3. Originally Posted by grgrsanjay
the number of real values for x such that{$\displaystyle (x+1)^3$}$\displaystyle = x^3$ where {$\displaystyle x$} is the fractional part of x

i.e{2.635}=635

i think the answer is 1 cuz we get the answer right when we substitute 0 and i cannot think any other values that satisfy this equation

options are:
(A)0
(B)1
(C)4
(D)6
If $\displaystyle x^3$ is the fractional part of x then it must lie between 0 and 1, and therefore so must x.

Next, $\displaystyle (x+1)^3 = x^3 + 3x^2 + 3x + 1$. If the fractional part of this is $\displaystyle x^3$ then the remaining part $\displaystyle 3x^2+3x+1$ must be an integer. So we want to find numbers x between 0 and 1 that satisfy the equation $\displaystyle 3x^2+3x-n=0$ for some integer n. The solution to the quadratic equation is $\displaystyle x = \frac{-3+\sqrt{9+12n}}6$ (neglecting the negative square root because that leads to a negative value for x). That gives these solutions:

$\displaystyle \begin{array}{l|l}n&\multicolumn{1}{c}{x}\\\hline0 &0\\ 1&0.2637...\\2&0.4574...\\ 3&0.6180...\\ 4&0.7583...\\ 5&0.8844...\end{array}$

When n = 6 we get x = 1, which is too large. So there are six solutions in all.

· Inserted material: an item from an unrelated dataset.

PR #2350, opened 2026-08-20
feat(web_core): implement Stage 3 Sauce-TS bidirectional RPC and @index function

gspencergoog:
## Summary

4. I think if you simply plot $\displaystyle \{ (x+1)^3 \}$ and $\displaystyle x^3$ for $\displaystyle 0 \leq x \leq 1$, you will find there are 6 roots (i.e., intersections of the graphs of the two functions).

Maybe someone else will supply a more analytical approach-- but that's the "quick and dirty" way.

 Beaten to the punch by Opalq, with a nicer solution![/edit]

5. ## could you ....

is there any other short cut way these methods r too lengthy

6. Originally Posted by grgrsanjay
is there any other short cut way these methods r too lengthy
if x=0, there is a solution, since $\displaystyle (0+1)^3=1.0$

If x=1, we have $\displaystyle (1+1)^3=2^3=8\Rightarrow\ (x+1)^3-7=x$ but this is not a solution.

x must be less than 1, so that $\displaystyle x^3<1$

Hence, the remaining solutions will be

$\displaystyle (x+1)^3-6=x$

$\displaystyle (x+1)^3-5=x$

$\displaystyle (x+1)^3-4=x$

$\displaystyle (x+1)^3-3=x$

$\displaystyle (x+1)^3-2=x$

$\displaystyle (x+1)^3-1=x$

The last one was already mentioned, so there are 6 solutions.